■ BRIEF:
Report how many lines below include the string "LINKED". Please keep the reply to that number.

Dataset entries:
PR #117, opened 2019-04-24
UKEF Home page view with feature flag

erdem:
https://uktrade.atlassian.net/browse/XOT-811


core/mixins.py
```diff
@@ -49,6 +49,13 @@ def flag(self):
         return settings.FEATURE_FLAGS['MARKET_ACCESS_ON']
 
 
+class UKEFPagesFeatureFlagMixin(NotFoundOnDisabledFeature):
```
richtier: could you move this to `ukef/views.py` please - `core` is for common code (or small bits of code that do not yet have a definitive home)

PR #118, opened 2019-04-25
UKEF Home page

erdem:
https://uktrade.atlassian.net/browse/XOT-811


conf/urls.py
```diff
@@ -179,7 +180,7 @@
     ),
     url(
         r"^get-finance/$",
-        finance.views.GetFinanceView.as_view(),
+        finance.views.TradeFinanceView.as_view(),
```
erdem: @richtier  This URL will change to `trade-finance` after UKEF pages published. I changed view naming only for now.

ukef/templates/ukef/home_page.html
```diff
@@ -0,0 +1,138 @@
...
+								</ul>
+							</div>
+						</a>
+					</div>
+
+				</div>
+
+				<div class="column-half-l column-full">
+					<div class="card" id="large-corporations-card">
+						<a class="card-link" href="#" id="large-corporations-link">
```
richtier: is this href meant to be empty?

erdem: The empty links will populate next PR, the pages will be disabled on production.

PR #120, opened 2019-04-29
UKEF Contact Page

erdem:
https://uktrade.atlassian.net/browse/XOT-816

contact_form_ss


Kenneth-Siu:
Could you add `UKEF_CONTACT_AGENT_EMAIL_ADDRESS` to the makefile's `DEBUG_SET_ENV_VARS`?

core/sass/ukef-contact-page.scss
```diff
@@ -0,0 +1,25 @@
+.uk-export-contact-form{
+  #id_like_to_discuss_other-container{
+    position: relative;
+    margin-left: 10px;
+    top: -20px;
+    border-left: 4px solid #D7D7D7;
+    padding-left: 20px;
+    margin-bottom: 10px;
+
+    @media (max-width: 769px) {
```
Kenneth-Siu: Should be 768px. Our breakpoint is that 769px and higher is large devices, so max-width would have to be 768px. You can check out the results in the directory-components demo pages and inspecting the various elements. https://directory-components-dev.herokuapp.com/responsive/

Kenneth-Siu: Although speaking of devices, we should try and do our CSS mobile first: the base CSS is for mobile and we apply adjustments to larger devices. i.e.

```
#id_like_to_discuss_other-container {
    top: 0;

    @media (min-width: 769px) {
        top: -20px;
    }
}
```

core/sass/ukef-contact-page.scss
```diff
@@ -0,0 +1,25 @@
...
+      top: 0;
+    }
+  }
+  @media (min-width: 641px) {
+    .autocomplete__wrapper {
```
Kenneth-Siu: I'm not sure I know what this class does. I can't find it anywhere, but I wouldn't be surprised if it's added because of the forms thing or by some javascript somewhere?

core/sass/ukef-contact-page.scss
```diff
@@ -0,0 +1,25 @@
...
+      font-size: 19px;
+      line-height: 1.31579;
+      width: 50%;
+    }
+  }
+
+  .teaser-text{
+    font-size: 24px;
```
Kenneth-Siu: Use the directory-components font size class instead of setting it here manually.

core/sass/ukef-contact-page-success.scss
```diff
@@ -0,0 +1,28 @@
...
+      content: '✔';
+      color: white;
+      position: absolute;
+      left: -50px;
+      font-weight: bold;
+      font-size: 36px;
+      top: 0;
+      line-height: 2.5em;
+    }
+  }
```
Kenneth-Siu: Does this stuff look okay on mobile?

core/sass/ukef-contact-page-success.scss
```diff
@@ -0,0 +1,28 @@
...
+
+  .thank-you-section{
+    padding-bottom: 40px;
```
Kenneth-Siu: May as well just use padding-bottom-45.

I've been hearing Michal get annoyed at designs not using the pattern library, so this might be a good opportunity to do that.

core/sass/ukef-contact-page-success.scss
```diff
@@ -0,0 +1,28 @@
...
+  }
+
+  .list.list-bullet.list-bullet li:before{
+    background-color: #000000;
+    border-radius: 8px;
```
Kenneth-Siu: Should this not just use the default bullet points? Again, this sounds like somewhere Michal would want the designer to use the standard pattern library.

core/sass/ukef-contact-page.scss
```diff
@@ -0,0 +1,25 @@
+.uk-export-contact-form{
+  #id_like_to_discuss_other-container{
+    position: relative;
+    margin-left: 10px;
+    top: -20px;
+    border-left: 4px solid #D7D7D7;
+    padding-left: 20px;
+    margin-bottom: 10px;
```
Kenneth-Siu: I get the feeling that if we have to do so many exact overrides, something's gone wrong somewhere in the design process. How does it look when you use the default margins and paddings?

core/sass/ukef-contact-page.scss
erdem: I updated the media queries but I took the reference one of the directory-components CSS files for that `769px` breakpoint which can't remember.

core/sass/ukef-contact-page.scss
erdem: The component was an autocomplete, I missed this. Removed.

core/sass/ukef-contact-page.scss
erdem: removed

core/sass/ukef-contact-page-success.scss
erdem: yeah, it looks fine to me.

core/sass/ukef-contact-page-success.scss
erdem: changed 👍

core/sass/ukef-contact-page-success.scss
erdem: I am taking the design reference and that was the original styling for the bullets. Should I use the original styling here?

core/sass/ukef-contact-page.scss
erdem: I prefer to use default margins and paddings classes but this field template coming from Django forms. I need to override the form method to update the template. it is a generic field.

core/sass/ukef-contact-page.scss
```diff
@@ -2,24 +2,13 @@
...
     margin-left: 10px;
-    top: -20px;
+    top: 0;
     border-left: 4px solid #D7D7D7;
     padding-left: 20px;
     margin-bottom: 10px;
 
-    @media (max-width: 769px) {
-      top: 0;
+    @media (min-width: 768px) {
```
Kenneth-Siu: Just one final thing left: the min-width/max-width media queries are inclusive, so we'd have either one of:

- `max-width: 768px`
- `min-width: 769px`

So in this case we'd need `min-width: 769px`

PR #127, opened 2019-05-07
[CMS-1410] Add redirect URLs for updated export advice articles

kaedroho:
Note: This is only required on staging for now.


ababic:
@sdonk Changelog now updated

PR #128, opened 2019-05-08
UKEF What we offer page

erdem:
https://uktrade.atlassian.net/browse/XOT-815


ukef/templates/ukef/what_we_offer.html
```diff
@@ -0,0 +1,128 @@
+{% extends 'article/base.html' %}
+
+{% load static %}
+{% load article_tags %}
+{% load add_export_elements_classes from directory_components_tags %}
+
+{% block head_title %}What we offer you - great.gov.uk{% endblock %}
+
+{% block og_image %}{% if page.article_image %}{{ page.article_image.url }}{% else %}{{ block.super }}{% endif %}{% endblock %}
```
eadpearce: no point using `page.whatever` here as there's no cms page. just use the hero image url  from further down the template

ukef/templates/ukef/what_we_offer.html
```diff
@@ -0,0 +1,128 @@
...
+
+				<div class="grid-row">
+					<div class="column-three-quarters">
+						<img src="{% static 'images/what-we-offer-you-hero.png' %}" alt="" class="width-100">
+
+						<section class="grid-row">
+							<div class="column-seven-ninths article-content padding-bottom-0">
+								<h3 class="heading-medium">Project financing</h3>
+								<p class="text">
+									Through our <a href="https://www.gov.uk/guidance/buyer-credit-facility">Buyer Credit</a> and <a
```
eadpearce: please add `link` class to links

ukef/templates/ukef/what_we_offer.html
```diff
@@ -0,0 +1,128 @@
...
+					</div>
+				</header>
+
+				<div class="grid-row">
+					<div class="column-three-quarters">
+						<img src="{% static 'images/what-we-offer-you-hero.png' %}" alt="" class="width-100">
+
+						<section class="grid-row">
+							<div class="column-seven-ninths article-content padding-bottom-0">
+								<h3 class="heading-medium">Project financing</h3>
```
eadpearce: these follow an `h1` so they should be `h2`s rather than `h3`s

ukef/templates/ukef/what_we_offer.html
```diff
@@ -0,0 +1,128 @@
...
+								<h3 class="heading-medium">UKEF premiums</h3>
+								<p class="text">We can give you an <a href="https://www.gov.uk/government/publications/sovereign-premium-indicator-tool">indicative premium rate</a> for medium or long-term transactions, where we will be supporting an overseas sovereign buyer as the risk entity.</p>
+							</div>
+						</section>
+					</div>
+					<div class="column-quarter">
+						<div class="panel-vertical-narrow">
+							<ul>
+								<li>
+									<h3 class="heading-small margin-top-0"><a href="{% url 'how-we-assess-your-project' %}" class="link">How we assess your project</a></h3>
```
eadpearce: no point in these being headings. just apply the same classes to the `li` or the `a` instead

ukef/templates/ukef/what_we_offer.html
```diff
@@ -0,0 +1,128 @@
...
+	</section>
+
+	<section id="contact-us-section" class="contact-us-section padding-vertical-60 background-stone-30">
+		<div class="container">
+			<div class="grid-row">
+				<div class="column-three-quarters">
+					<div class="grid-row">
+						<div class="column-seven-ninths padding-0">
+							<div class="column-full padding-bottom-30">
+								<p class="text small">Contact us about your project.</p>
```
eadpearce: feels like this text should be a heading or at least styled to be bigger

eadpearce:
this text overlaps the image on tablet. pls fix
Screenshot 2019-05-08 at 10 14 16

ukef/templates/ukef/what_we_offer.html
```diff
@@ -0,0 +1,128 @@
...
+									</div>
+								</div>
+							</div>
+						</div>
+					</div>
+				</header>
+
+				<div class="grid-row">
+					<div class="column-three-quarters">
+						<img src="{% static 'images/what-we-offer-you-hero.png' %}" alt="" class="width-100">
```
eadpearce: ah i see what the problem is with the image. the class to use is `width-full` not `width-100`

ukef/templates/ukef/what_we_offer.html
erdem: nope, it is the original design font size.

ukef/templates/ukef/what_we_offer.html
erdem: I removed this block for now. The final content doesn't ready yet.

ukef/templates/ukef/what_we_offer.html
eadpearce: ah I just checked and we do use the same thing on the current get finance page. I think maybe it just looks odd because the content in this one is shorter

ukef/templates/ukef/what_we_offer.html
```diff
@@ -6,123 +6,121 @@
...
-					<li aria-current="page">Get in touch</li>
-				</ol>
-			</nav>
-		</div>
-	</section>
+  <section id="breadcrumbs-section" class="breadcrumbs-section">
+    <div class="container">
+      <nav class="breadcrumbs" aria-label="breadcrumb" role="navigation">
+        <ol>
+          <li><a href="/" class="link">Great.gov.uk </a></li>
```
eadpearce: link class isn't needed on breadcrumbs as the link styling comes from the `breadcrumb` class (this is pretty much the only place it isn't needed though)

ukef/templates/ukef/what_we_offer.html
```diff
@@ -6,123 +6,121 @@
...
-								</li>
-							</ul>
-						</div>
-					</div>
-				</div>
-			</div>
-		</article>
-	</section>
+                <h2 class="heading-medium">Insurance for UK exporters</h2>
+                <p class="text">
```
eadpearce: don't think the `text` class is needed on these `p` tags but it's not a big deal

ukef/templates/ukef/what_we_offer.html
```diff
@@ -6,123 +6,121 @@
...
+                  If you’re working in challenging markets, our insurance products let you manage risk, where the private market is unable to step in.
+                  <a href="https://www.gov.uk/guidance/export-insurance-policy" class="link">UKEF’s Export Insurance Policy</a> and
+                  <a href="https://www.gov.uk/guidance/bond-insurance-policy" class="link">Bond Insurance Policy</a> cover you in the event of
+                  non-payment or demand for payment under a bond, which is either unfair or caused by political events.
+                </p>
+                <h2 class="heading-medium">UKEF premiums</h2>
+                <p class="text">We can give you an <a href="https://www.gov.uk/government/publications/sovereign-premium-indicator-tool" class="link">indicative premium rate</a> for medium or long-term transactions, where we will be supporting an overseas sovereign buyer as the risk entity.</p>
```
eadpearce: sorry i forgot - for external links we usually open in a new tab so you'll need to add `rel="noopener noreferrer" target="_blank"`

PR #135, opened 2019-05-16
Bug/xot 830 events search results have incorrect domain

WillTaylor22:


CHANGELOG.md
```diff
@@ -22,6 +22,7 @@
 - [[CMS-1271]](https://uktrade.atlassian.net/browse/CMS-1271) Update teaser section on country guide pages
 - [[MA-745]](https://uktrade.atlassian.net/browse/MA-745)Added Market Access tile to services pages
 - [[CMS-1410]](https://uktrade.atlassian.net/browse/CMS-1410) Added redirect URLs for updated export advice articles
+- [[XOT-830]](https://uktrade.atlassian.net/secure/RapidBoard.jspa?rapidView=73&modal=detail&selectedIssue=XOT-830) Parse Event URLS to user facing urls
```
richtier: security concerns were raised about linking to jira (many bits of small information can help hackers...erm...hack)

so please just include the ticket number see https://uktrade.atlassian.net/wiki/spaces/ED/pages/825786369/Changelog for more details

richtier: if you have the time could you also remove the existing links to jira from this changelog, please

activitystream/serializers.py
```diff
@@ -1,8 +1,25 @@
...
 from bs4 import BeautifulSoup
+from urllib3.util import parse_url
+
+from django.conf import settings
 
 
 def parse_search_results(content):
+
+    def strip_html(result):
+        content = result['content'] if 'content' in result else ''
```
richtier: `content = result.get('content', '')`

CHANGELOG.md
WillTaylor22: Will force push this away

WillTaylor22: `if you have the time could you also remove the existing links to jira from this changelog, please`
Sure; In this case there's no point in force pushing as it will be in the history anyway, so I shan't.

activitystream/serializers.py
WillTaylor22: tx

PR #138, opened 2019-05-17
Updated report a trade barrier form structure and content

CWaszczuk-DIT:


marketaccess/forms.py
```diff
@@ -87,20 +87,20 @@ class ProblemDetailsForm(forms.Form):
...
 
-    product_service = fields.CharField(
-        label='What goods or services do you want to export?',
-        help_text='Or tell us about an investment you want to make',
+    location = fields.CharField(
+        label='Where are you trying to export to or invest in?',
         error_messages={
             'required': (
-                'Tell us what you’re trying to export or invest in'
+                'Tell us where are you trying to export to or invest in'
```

* * *

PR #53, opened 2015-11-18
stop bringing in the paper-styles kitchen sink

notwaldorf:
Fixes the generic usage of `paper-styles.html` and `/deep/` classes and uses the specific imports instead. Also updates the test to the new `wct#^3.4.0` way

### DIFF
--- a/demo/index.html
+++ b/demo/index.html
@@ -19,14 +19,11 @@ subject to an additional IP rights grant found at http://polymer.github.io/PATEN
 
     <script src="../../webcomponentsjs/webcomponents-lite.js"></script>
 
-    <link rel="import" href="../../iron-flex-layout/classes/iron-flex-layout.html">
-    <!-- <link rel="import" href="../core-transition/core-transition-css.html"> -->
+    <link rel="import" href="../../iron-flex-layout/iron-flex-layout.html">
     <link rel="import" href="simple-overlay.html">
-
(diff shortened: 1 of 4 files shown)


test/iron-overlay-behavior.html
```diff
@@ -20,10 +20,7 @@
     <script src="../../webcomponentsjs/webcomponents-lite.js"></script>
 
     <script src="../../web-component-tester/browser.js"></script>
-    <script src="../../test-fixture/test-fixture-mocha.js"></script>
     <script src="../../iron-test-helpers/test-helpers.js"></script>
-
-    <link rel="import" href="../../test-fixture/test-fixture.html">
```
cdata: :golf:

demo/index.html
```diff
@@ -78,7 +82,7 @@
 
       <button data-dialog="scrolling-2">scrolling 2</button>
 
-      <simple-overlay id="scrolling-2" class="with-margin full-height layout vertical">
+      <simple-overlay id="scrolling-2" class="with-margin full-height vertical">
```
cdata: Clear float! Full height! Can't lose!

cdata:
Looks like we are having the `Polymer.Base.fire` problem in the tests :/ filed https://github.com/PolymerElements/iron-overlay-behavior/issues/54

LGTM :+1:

---

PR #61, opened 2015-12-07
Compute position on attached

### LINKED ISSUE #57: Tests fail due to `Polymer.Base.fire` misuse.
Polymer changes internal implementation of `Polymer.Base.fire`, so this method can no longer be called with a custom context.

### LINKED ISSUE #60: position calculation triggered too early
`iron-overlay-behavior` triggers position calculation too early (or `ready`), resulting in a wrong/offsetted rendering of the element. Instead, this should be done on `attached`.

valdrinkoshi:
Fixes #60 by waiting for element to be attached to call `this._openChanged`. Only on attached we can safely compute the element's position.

■ RESPONSE TO THIS EXERCISE:
2